The federal government is lending a helping hand to local California officials who want to thwart Proposition 209. Norma Cantu, the head of the Office of Civil Rights (OCR), has begun an investigation of California law schools, at the request of groups who were opposed to Proposition 209, to determine whether the elimination of racial preferences violates federal education and employment laws.

The OCR investigation is premised in part on the notion that Title VI of the Civil Rights Act may forbid the use of standardized test scores unless they result in proportional racial admissions. UCLA Law School dean Michael Rappaport, who was not a supporter of Proposition 209, is dumbfounded by this theory, which he says amounts to the suggestion that "an academic institution can’t use academic criteria when evaluating candidates for its academic programs." Investigations like the one Cantu has launched in California pressure many colleges and universities to continue their racially discriminatory admissions programs.

The Day of Reckoning

The defiant attitude of the L.A. County affirmative action officer betrays a certain desperation. The school board in Piscataway, New Jersey, was just as defiant up until the day it chipped in money to settle the Taxman wrongful-termination case and prevented the Supreme Court from issuing a ruling. Public officials and countless "affirmative action" administrators in other states are engaged in similar desperate behavior in an attempt to preserve their racially discriminatory programs. Well intentioned or not, however, these programs are nearing their day of reckoning.
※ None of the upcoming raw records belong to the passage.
Issue #28582, opened 2022-12-27
[Docs]: aws_cloudtrail advanced_event_selector - not_equals should be not_starts_with


andrewmichaelsmith:
### Documentation Link

https://registry.terraform.io/providers/hashicorp/aws/latest/docs/resources/cloudtrail

### Description

It's possible I'm missing something here but this is what I've observed in my AWS account. Following the cloud trail docs, the following example is intended to limit data events for 2 specific buckets:

```
data "aws_s3_bucket" "not-important-bucket-1" {
  bucket = "not-important-bucket-1"
}

data "aws_s3_bucket" "not-important-bucket-2" {
  bucket = "not-important-bucket-2"
}

resource "aws_cloudtrail" "example" {
  # ... other configuration ...

  advanced_event_selector {
    name = "Log all S3 objects events except for two S3 buckets"

    field_selector {
      field  = "eventCategory"
      equals = ["Data"]
    }

    field_selector {
      field = "resources.ARN"

      not_equals = [
        "${data.aws_s3_bucket.not-important-bucket-1.arn}/",
        "${data.aws_s3_bucket.not-important-bucket-2.arn}/"
      ]
    }

    field_selector {
      field  = "resources.type"
      equals = ["AWS::S3::Object"]
    }
  }
```

When I tried this myself, I still saw data events for those two buckets (which is counter to the intended behaviour). However, when I changed from `not_equals` not `not_starts_with` I no longer observed data events from those two buckets.

The AWS docs are not explicit about this, but it does say that to *include* data events to use `StartsWith`, so I believe it's correct to use `NotStartsWith` ([ref](https://docs.aws.amazon.com/awscloudtrail/latest/APIReference/API_AdvancedFieldSelector.html)): 

```
 resources.ARN - You can use any operator with resources.ARN, but if you use Equals or NotEquals, the value must exactly match the ARN of a valid resource of the type you've speciﬁed in the template as the value of resources.type. For example, if resources.type equals AWS::S3::Object, the ARN must be in one of the following formats. To log all data events for all objects in a specific S3 bucket, use the StartsWith operator, and include only the bucket ARN as the matching value.
```

### References

Terraform docs: https://registry.terraform.io/providers/hashicorp/aws/latest/docs/resources/cloudtrail
AWS docs: https://docs.aws.amazon.com/awscloudtrail/latest/APIReference/API_AdvancedFieldSelector.html)

### Would you like to implement a fix?

None

PR #32670, opened 2023-07-24
Fix `aws_cloudtrail` docs examples

### LINKED ISSUE #32619: [Docs]: aws_cloudtrail advanced_event_selector - equals should be starts_with
### Documentation Link

https://registry.terraform.io/providers/hashicorp/aws/latest/docs/resources/cloudtrail

### Description

This is similar to https://github.com/hashicorp/terraform-provider-aws/issues/28582. 
It seems there is still one example left where `equals` needs to be replaced with `starts_with`.

```
field_selector {
      field = "resources.ARN"

      #The trailing slash is intentional; do not exclude it.
      equals = [
        "${data.aws_s3_bucket.important-bucket-1.arn}/",
        "${data.aws_s3_bucket.important-bucket-2.arn}/"
      ]
    }

    field_selector {
      field  = "readOnly"
      equals = ["false"]
    }

    field_selector {
      field  = "resources.type"
      equals = ["AWS::S3::Object"]
    }
  }
 ```

### References

https://docs.aws.amazon.com/awscloudtrail/latest/APIReference/API_AdvancedFieldSelector.html

None

justinretzolk:
### Description

This PR fixes an example in the `aws_cloudtrail` documentation. This `advanced_event_selector`'s name is `"Log PutObject and DeleteObject events for two S3 buckets"`, so with a `field_selector.field` of `"resources.ARN"`, `starts_with` should be used instead of `equals` in order to catch the objects in the bucket, rather than the bucket itself.

Also removed a comment of `#The trailing slash is intentional; do not exclude it.`, as there was no trailing slash where it was referenced.

### Relations

Closes #32619
Relates #28582

N/a, docs

### DIFF
--- a/website/docs/r/cloudtrail.html.markdown
+++ b/website/docs/r/cloudtrail.html.markdown
@@ -244,7 +244,7 @@ resource "aws_cloudtrail" "example" {
       field = "resources.ARN"
 
       #The trailing slash is intentional; do not exclude it.
-      equals = [
+      starts_with = [
         "${data.aws_s3_bucket.important-bucket-1.arn}/",
         "${data.aws_s3_bucket.important-bucket-2.arn}/"
       ]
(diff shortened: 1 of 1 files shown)


ewbankkit (approved):
LGTM :rocket:.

The American people have a right to insist that civil rights officials be forceful advocates of equal treatment under the law and not participants in a new massive resistance to the rule of law. Yet, in so many ways, executive branch officials have opposed or resisted the courts’ equal protection decisions. That does not mean there are no open questions in the law of affirmative action, but the Clinton administration has been on the losing side of every major court ruling. Most programs that are pushed by federal civil rights officials involve quotas and set-asides, pernicious presumptions, test "norming," blatant double standards, and other elements that are so far from constitutional that even a relaxed reading of Croson and Adarand would invalidate them.

Eventually, the federal courts became frustrated with the massive resistance in the South and resorted to taking over and running many public facilities. Although this type of judicial activism, which usurps the democratic powers of the political branches, may have been necessary to combat the evil of that time, it created problems of its own. Not only were courts ill suited to micromanaging schools, bus schedules, and other public facilities, but the judicially enforced mandates engendered more bitterness, resentment, and polarization of the races than would have resulted if the elected officials had accepted the courts’ early decisions and moved swiftly to implement them. It took the federal courts up to 20 years to desegregate the South after the Brown decision, but the federal courts are now more used to exercising extraordinary powers.

It would be tragic for our country, indeed, if the new resistance leaders of our age prolonged and deepened the pain of racial inequity, only to force the federal courts once again to impose their own remedies.